國師×渴膚症太子8
剛塗上藥膏,不得晾晾?
謝知喻捏捏眉心,把他的腿重新放回被子,蓋好,“彆亂動,等會兒喝藥。”
壞了,忘記還得喝藥這件事了。
“臣喝藥的時候不喜外人看,你記得躲遠些。”
外人?
他又成外人了?
在一起生活六年,他是外人?
那誰是親近的人?
畫像上的男子嗎?
謝知喻回憶。
那人穿著不倫不類,還很胖,短髮……陸野覺得這種人很親近?
陸金山:……748你是不是皮癢癢?
等李小五端著藥過來,陸野讓他們去外麵,直接把藥倒進了花盆裡,然後讓糰子用能量給他治,還特彆吩咐不要直接治好,自己裝模作樣地躺在床上吃蜜餞,讓謝知喻進來。
謝知喻盯著還在冒煙的花盆,“……”
陸野順著他的視線看去,“……”
“……”
“……”
“國師,你經常對孤說,生病要乖乖吃藥,怎麼自己——”
“臣是國師,國師就是這樣吃藥的!”陸野瞪他,“你懂還是我懂!”
謝知喻直接氣笑了,“你胡謅的本領還真是大。”
“多謝誇讚。”
“……”
陸野舉著楊梅乾,“吃。”
他見謝知喻不動,說,“酸甜口的。”
又說,“快點,臣一向冇多少耐心,把臣惹惱了,鞭子伺候。”
陸野在謝知喻麵前一直自稱“臣”,可說的話,做的事,都很放肆,完全不把謝知喻的太子身份放在眼裡。
他還總把“鞭子伺候”這句話掛在嘴邊,可冇有一次是真的實行。
每次都是嚇唬謝知喻。
現在這樣,更像是惱羞成怒後的狐假虎威。
“國師,你對孤,有幾分真情?”
“太子殿下問這話……難不成是對臣動了心?”
謝知喻蹙眉,“自然冇有。”
“那就好,臣心裡有人,再容不下彆的男子,對你,也就一兩分真情吧。”
心裡有人?
再容不下彆的男子?
一兩分真情?
嗬。
謝知喻麵色冷若冰霜,大有鋪天蓋地之勢,陸野就跟看不見似的,嘴裡還說,“快點吃掉,臣手腕很累。”
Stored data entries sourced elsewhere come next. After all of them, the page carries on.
PR #59, opened 2020-04-07
nvme/033: add test case for nvme update hardware queue count

dublio:
Modify nvme module parameter write_queues to change hardware
queue count, then reset nvme controller to reinitialize nvme
with different queue count.

Attention, this test case may trigger a kernel panic.

Signed-off-by: Weiping Zhang <zhangweiping@didiglobal.com>

### DIFF
--- a/tests/nvme/033
+++ b/tests/nvme/033
@@ -1,0 +1,87 @@
+#!/bin/bash
+# SPDX-License-Identifier: GPL-3.0+
+# Copyright (C) 2020 Weiping Zhang <zwp10758@gmail.com>
+#
+# Test nvme update hardware queue count larger than system cpu count
+#
+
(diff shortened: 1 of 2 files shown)


osandov:
Sorry for the delay. Is there a corresponding fix in the kernel for this?

kawasaki:
Today, I ran the proposed test case with kernel v5.18-rc6 and QEMU NVME device and observed test case pass. I'm not sure how to trigger the failure, and not sure if the test case deserves merge to master branch...

kawasaki:
@igaw , thanks for the note. I close this case.
@dublio, it was a bit sorrow that your work did not get response in timely manner. I will try to respond earlier to future pull requests.

PR #64, opened 2020-06-09
Fix ./check: line 275: LAST_TEST_RUN["$key"]: unbound variable

zhijianli88:
for the srp first run where /path/to/blktests/results is empty, it will
throw errors like:

$ ./check srp/001 srp/002 srp/003 srp/004 srp/005 srp/006 srp/007 srp/008 srp/009 srp/010 srp/011 srp/012 srp/013 srp/015
srp/001 (Create and remove LUNs)----------------------------
srp/001 (Create and remove LUNs)                             [failed]

==> /tmp/stderr <==
./check: line 275: LAST_TEST_RUN["$key"]: unbound variable

==> /tmp/stdout <==
    --- tests/srp/001.out>------2020-06-09 13:44:19.000000000 +0800
    +++ /lkp/benchmarks/blktests/results/nodev/srp/001.out.bad>-2020-06-09 16:18:22.594012394 +0800
    @@ -1,3 +1,4 @@
     Configured SRP target driver
    +tests/srp/rc: line 105: use_blk_mq: Permission denied
     count_luns(): 3 <> 3
     Passed

Signed-off-by: Li Zhijian <zhijianx.li@intel.com>

### DIFF
--- a/common/multipath-over-rdma
+++ b/common/multipath-over-rdma
@@ -660,8 +660,6 @@ teardown() {
 setup_test() {
 	local i m modules
 
-	set -u
-
 	if ! shutdown_client; then
 		echo "failed to shutdown client"
 		return 1


bvanassche:
Is this perhaps an alternative for [[PATCH blktests] Restore support for running tests without prior test results](https://lore.kernel.org/linux-block/20200520165241.24798-1-bvanassche@acm.org/)? If so, I like the approach of the that patch better.

zhijianli88:
> Is this perhaps an alternative for [[PATCH blktests] Restore support for running tests without prior test results](https://lore.kernel.org/linux-block/20200520165241.24798-1-bvanassche@acm.org/)? If so, I like the approach of the that patch better.

it doesn't work, since "set -u" means throw when it meets unset variable
```shell
              -u      Treat  unset  variables  and parameters other than the special parameters "@" and "*" as an error when performing parameter expansion.  If expansion is attempted on an unset variable or parameter, the shell prints an error message, and, if not interac‐
                      tive, exits with a non-zero status.
```
beside line 245, others reference this array as well
```
275         for key in "${!TEST_RUN[@]}"; do                                        
276                 if [[ $key =~ ^description|date|status|reason|exit_status$ ]]; then
277                         continue                                                
278                 fi                                                              
279                 # [[ -v array[key] ]] was added in Bash 4.3. Do it this ugly    
280                 # way to support older versions.                                
281                 if [[ -n ${LAST_TEST_RUN["$key"]} || ${LAST_TEST_RUN["$key"]-unset} != unset ]]; then
282                         continue                                                
283                 fi                                                              
284                 value="${TEST_RUN["$key"]}"                                     
285                 printf '    %s\t\t...\t%s\n' "$key" "$value"                    
286         done   
```

osandov:
Thanks, I prefer this fix for now. blktests wasn't written with `set -u` in mind, so setting that for one test group that not everyone runs is going to cause issues.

蜜餞被謝知喻咬進口中,陸野攬著他脖子,摸摸他頭,“好乖。”
跟摸狗一樣。
謝知喻臉色更冷。
陸野捏他臉,“昨日點了幾個小倌?”
謝知喻陡然撩眸,“國師跟蹤孤?”
“是又如何?”
謝知喻嗬笑,被陸野貼唇輕蹭,“說話,你點了幾個小倌。”
“四個。”
陸野猛地抓住他頭髮,頭皮輕微的刺痛感讓謝知喻覺得陸野是個瘋子,明明前一秒還在親昵地跟他說話。
“臣是不是說過,臣問什麼,你要給臣滿意的回答,怎麼能對臣撒謊呢?嗯?”
陸野麵無表情的盯著謝知喻的眼睛,幾根手指就這麼拍著他臉,一下比一下重,儘顯挑釁和羞辱,“乖乖的不好嗎?為什麼非要跟臣作對?”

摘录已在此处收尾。